The Zebrafish Dorsolateral Habenula Is Required for Updating Learned Behaviors
Fabrizio Palumbo,
Bram Serneels,
Robbrecht Pelgrims,
Emre Yaksi
Affiliations
Fabrizio Palumbo
Kavli Institute for Systems Neuroscience and Centre for Neural Computation, Faculty of Medicine and Health Sciences, Norwegian University of Science and Technology, 7030 Trondheim, Norway
Bram Serneels
Kavli Institute for Systems Neuroscience and Centre for Neural Computation, Faculty of Medicine and Health Sciences, Norwegian University of Science and Technology, 7030 Trondheim, Norway; KU Leuven, 3000 Leuven, Belgium
Robbrecht Pelgrims
Kavli Institute for Systems Neuroscience and Centre for Neural Computation, Faculty of Medicine and Health Sciences, Norwegian University of Science and Technology, 7030 Trondheim, Norway
Emre Yaksi
Kavli Institute for Systems Neuroscience and Centre for Neural Computation, Faculty of Medicine and Health Sciences, Norwegian University of Science and Technology, 7030 Trondheim, Norway; Corresponding author
Summary: Operant learning requires multiple cognitive processes, such as learning, prediction of potential outcomes, and decision-making.

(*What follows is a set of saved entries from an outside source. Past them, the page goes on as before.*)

PR #4547, opened 2023-12-20
Read external fields from file in restarted simulation

RemiLehe:
When restarting a simulation, the grid external field from file were not read. 
As a result, a restarted simulation (e.g. with the electrostatic solver, were the grid external fields are applied at every iteration) would suddenly not feature these fields (without any error or warning message).

- [x] Cleanup code: maybe make separate function to avoid code duplication
- [x] Add a docstring to the new function
- [x] Documentation: explicitly state that the grid external fields are applied at every iteration, with the electrostatic solver
- [x] Add a restart automated test, based on https://github.com/ECP-WarpX/WarpX/tree/development/Examples/Tests/LoadExternalField

PR #5104, opened 2024-07-31
Treat external field types consistently

roelof-groenewald:
This PR fixes what seems to be a bug in the way external fields are handled - external fields specified as constants or through parsable expressions are handled differently from external fields specified with a file. In particular for electrostatic simulations the external fields are added back on to the `fp` fields when they are specified from a file but not when they are set by constants or from the parser. The changes in this PR updates the code to treat all manners of specifying the external fields equivalently.

### DIFF
--- a/Source/Evolve/WarpXEvolve.cpp
+++ b/Source/Evolve/WarpXEvolve.cpp
@@ -248,7 +248,7 @@ WarpX::Evolve (int numsteps)
                 }
                 // Since the fields were reset above, the external fields are added
                 // back on to the fine patch fields. This make it so that the net fields
-                // are the composite of the field solution and any external field.
+                // are the sum of the field solution and any external field.
                 for (int lev = 0; lev <= max_level; ++lev) {
                     AddExternalFields(lev);
                 }
--- a/Source/Evolve/WarpXEvolve.cpp
+++ b/Source/Evolve/WarpXEvolve.cpp
@@ -249,7 +249,9 @@ WarpX::Evolve (int numsteps)
                 // Since the fields were reset above, the external fields are added
                 // back on to the fine patch fields. This make it so that the net fields
                 // are the composite of the field solution and any external field.
-                AddExternalFields();
+                for (int lev = 0; lev <= max_level; ++lev) {
+                    AddExternalFields(lev);
+                }
             } else if (electromagnetic_solver_id == ElectromagneticSolverAlgo::HybridPIC) {
                 // Hybrid-PIC case:
                 // The particles are now at p^{n+1/2} and x^{n+1}. The fields
--- a/Source/Evolve/WarpXEvolve.cpp
+++ b/Source/Evolve/WarpXEvolve.cpp
@@ -246,6 +246,9 @@ WarpX::Evolve (int numsteps)
                     // This is currently a lab frame calculation.
                     ComputeMagnetostaticField();
                 }
+                // Since the fields were reset above, the external fields are added
+                // back on to the fine patch fields. This make it so that the net fields
+                // are the composite of the field solution and any external field.
                 AddExternalFields();
             } else if (electromagnetic_solver_id == ElectromagneticSolverAlgo::HybridPIC) {
                 // Hybrid-PIC case:
--- a/Source/Initialization/WarpXInitData.cpp
+++ b/Source/Initialization/WarpXInitData.cpp
@@ -533,32 +533,30 @@ WarpX::InitData ()
 }
 
 void
-WarpX::AddExternalFields () {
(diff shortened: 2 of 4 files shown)


dpgrote:
This looks Ok, but I have a question. If you have an external field that is a constant or an expression, why not apply it directly to the particles using `particles.E_ext_particle_init_style`?

roelof-groenewald:
> This looks Ok, but I have a question. If you have an external field that is a constant or an expression, why not apply it directly to the particles using `particles.E_ext_particle_init_style`?

One reason we have seen in the past is that since the particle fields are not written out it is hard to confirm that the fields being applied are the desired ones.  With this fix an alternative would be to use the external grid fields, which can be visualized and inspected. This could even just be done in a test of the simulation setup and once the fields are confirmed to be correct the input could be switched back to the particle fields depending on the problem at hand. Nonetheless, since we have the option to also pass constants or expressions for the external grid field, we should be consistent in how those fields are handled.

Another thing I will note is that there is some confusion that comes up sporadically with the "external" fields overall which should be kept in mind too. The particle fields are applied to the particles at every step (and can have `t` dependence). The external grid fields instead function as initial conditions for the fields and therefore evolves based on the field solver (it might be worth changing the input parameter names in a subsequent PR but that would break input scripts). This distinction is particularly important for the Ohm's law based solver where the B-field is used to calculate `J` meaning that different sources of electromagnetic fields cannot be cleanly separated as in Maxwell's equations, or in other words, the external particle fields should not be used with the Ohm's law based solver.

clarkse:
@roelof-groenewald Would we also get rid of the read_from_file type? In general, I am in favor of this treatment as I thought before it was strange that the constant or parsed external fields weren't treated the same as gridded. I assumed it was a memory issue to try and reduce the memory footprint when not reading in external gridded data. It would also make the exposure of the external fields though PICMI more useful for diagnosing issues with the other methods of invoking external fields.

RemiLehe:
Just checking: does this PR also make sure that the external fields defined as constant or a parser are loaded into the external MultiFab during a restart, similar to what this PR does for fields from file:
https://github.com/ECP-WarpX/WarpX/pull/4547

roelof-groenewald:
> Would we also get rid of the read_from_file type? 

I think we still need to keep that type to know when to call `InitializeExternalFieldsOnGridUsingParser` versus `ReadExternalFieldFromFile`. Or do you have something in mind to get around that?

roelof-groenewald:
@RemiLehe I updated `LoadExternalFieldsFromFile` (renamed to `LoadExternalFields`) to also read the parser fields into the external fields multifabs so in all cases a restart should now give the proper fields.

clarkse:
> > Would we also get rid of the read_from_file type?
> 
> I think we still need to keep that type to know when to call `InitializeExternalFieldsOnGridUsingParser` versus `ReadExternalFieldFromFile`. Or do you have something in mind to get around that?

It appears that the particle external fields are controlled via the string passed in through the parser instead of an enumerated type. I would vote for adding an enum type for the particle fields instead of a string compare, but I suppose it doesn't really matter.

Source/Evolve/WarpXEvolve.cpp
```diff
@@ -246,7 +246,12 @@ WarpX::Evolve (int numsteps)
                     // This is currently a lab frame calculation.
                     ComputeMagnetostaticField();
                 }
-                AddExternalFields();
+                // Since the fields were reset above, the external fields are added
+                // back on to the fine patch fields. This make it so that the net fields
+                // are the composite of the field solution and any external field.
```
RemiLehe: Would `sum` be a less ambiguous term?
```suggestion
                // are the sum of the field solution and any external field.
```

Source/Initialization/WarpXInitData.cpp
```diff
@@ -906,19 +895,6 @@ WarpX::InitLevelData (int lev, Real /*time*/)
     if ((m_p_ext_field_params->E_ext_grid_type == ExternalFieldType::parse_ext_grid_function)
         && (lev <= maxlevel_extEMfield_init)) {
```
RemiLehe, line 896: This part of the code (for `E`) does not seem to be doing the same thing as the above code (for `B`), or did I miss something?

roelof-groenewald: The difference is just that the external E-field is used to update `ECTRhofield` (if EB's are ON and the ECT solver is used). But the B-field does not have an equivalent field that needs to be updated.

Source/Evolve/WarpXEvolve.cpp
roelof-groenewald: Sure :)

RemiLehe (approved):

PR #1875, opened 2021-04-07
[WIP] run_test.sh: mass-reset benchmarks

ax3l:
Resetting benchmarks is too manual to be enjoyable. Workflow:
- Manual re-compile for 2D, 3D, RZ, SP, ...
- Fiddle out overwritten compile in .ini file
- Fiddle out OMP/MPI options from .ini file
- Fiddle out overwritten runtime options from .ini file over inputs file
- Run
- Reset
- Commit
- Repeat for all compile combinations & run tests that are affected

This adds functionality to reset a couple of tests via:

```bash
CHECKSUM_RESET=TRUE ./run_test.sh test1 test2 test3
```

PR #5068, opened 2024-07-20
Set up CTest

EZoni:
Work-in-progress PR to set up CTest. Apply the same logic as in ImpactX and adjust/advance for WarpX.

- Example of current input files organization:
  - `inputs_base_2d`
    (base input file for shared input parameters named as `inputs_base_<1d;2d;3d;rz>`)
  - `inputs_test_2d_langmuir_multi_nodal`,
    `inputs_test_2d_langmuir_multi_psatd`,
    ...
    (test input files for test-specific input parameters named as `inputs_test_<1d;2d;3d;rz>_...`, read base input file through the `FILE` parameter)
  - test names must start with `test_<1d;2d;3d;rz>_...` to guarantee consistency and make maintenance easier

- New Azure CI matrix elements (list coming soon).

- Run all MPI tests with 2 MPI processes and 1 OpenMP thread. Run single-process tests without MPI.

To-do:
- [x] `WarpX_TEST_CLEANUP` to remove test directories
- [x] `WarpX_TEST_FPETRAP` for runtime fpe-trapping
- [x] Resolve `FIXME` comments or redirect to new issues
- [x] Avoid copying inputs files https://github.com/AMReX-Codes/amrex/pull/4126
- [x] Enforce new naming convention through CI style check
- [x] Remove obsolete CI style check scripts
- [x] Remove obsolete regression testing scripts: #5220
- [x] Update docs
- [x] Remove files after each test: new build flag `WarpX_CI`
- [x] Make sure we don't miss any build variant:
  - [x] single-process Python
  - [x] embedded boundaries
  - single- & mixed-precision (new issue #5205)
- [x] Add missing checksums (new issue #5206):
  - `dirichlet_bc`
  - `dirichlet_bc_picmi`
  - `field_probe`
  - `embedded_boundary_picmi`
  - `particle_absorption`
  - `particle_reflection_picmi`
  - [x] `id_cpu_read_picmi`
  - `runtime_components_picmi`
  - `laser_acceleration_rz_opmd`
- [x] Support restart tests
  - [x] Separate input file based on original input file (read through the `FILE` parameter)
  - [x] Call default regression analysis against original checksum file, with small tolerance
  - [x] Support restart from PICMI (can we set `FILE` through PICMI?)
  - [x] Update `analysis_default_restart.py`
- [x] Support custom run commands (e.g., custom PICMI scripts using lists vs strings)
- Add stricter dependency between `.analysis` test and `.run` test:
[...]

PR #5105, opened 2024-07-31
Checksum Reset via Env Variable

ax3l:
In preparation for CTest adoption, we want to make it easier to quickly run and reset checksums locally. This adds the feature to reset instead of evaluate in regular test runs.

- [x] tested: This will work with CTest (#5068) but does not work with the old `run_tests.sh` logic, because of an extra copy of the whole source directory

Close #1875

### DIFF
--- a/Docs/source/developers/checksum.rst
+++ b/Docs/source/developers/checksum.rst
@@ -68,7 +68,7 @@ Since this will automatically change the JSON file stored on the repo, make a se
 Automated reset of a list of test benchmarks
 --------------------------------------------
 
-You can set the environment variable ``export CHECKSUM_RESET=ON`` before running analysis scripts / test that verify checksums - in that case, the analysis will instead reset to the new values.
+If you set the environment variable ``export CHECKSUM_RESET=ON`` before running tests that are compared against existing benchmarks, the test analysis will reset the benchmarks to the new values, skipping the comparison.
 
 With `CTest <https://cmake.org/cmake/help/latest/manual/ctest.1.html>`__ (coming soon), select the test(s) to reset by `name <https://cmake.org/cmake/help/latest/manual/ctest.1.html#run-tests>`__ or `label <https://cmake.org/cmake/help/latest/manual/ctest.1.html#label-matching>`__.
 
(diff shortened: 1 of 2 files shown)


Regression/Checksum/checksumAPI.py
```diff
@@ -42,6 +42,8 @@ def evaluate_checksum(test_name, output_file, output_format='plotfile', rtol=1.e
     Read checksum from output file, read benchmark
     corresponding to test_name, and assert their equality.
 
+    If the environment variable CHECKSUM_RESET is set while ...
```
ax3l: To complete.

Regression/Checksum/checksumAPI.py
```diff
@@ -65,9 +67,16 @@ def evaluate_checksum(test_name, output_file, output_format='plotfile', rtol=1.e
...
     """
-    test_checksum = Checksum(test_name, output_file, output_format,
-                             do_fields=do_fields, do_particles=do_particles)
-    test_checksum.evaluate(rtol=rtol, atol=atol)
+    # Reset benchmark?
+    reset = ( os.getenv('CHECKSUM_RESET', 'False').lower() in
+              ['true', '1', 't', 'y', 'yes', 'on'] )
+
+    if reset:
+        reset_benchmark(test_name, output_file, output_format, do_fields, do_particles)
```
ax3l, line 77: Maybe could print a line here that `CHECKSUM_RESET` is set, too.

Docs/source/developers/checksum.rst
```diff
@@ -65,6 +65,21 @@ Since this will automatically change the JSON file stored on the repo, make a se
    git add <test name>.json
    git commit -m "reset benchmark for <test name> because ..." --author="Tools <warpx@lbl.gov>"
 
+Automated reset of a list of test benchmarks
+--------------------------------------------
+
+You can set the environment variable ``export CHECKSUM_RESET=ON`` before running analysis scripts / test that verify checksums - in that case, the analysis will instead reset to the new values.
```
EZoni: Possible alternative phrasing:
```suggestion
If you set the environment variable ``export CHECKSUM_RESET=ON`` before running tests that are compared against existing benchmarks, the test analysis will reset the benchmarks to the new values, skipping the comparison.
```

EZoni (approved):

It is less clear how interactions of these processes lead to the behavioral adaptations that allow animals to cope with a changing environment. We show that juvenile zebrafish can perform conditioned place avoidance learning, with improving performance across development. Ablation of the dorsolateral habenula (dlHb), a brain region involved in associative learning and prediction of outcomes, leads to an unexpected improvement in performance and delayed memory extinction. Interestingly, the control animals exhibit rapid adaptation to a changing learning rule, whereas dlHb-ablated animals fail to adapt. Altogether, our results show that the dlHb plays a central role in switching animals’ strategies while integrating new evidence with prior experience.